START Material provided

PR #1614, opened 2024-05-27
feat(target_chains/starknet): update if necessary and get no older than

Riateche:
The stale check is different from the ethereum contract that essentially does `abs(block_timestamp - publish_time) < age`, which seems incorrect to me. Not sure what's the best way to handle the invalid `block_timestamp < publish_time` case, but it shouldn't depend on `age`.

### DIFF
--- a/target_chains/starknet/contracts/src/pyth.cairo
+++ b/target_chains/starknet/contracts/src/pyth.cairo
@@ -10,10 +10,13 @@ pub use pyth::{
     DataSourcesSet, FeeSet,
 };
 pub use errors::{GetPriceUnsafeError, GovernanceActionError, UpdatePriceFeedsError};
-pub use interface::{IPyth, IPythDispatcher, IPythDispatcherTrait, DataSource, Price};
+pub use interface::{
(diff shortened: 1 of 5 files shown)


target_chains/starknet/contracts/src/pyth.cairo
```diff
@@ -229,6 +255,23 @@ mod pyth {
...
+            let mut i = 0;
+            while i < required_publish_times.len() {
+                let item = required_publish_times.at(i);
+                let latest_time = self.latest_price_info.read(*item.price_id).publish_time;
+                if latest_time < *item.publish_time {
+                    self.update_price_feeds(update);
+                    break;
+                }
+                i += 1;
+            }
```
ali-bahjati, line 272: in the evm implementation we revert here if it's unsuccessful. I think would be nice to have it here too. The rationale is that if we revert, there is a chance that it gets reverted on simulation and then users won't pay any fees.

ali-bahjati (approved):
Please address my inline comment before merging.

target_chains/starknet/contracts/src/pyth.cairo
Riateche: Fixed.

END Material provided
START Material provided

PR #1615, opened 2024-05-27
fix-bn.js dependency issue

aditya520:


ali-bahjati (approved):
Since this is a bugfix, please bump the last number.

END Material provided

What you need to do - Copy every line from the records above that contains the word "item".

Answer box -
+                let item = required_publish_times.at(i);
+                let latest_time = self.latest_price_info.read(*item.price_id).publish_time;
+                if latest_time < *item.publish_time {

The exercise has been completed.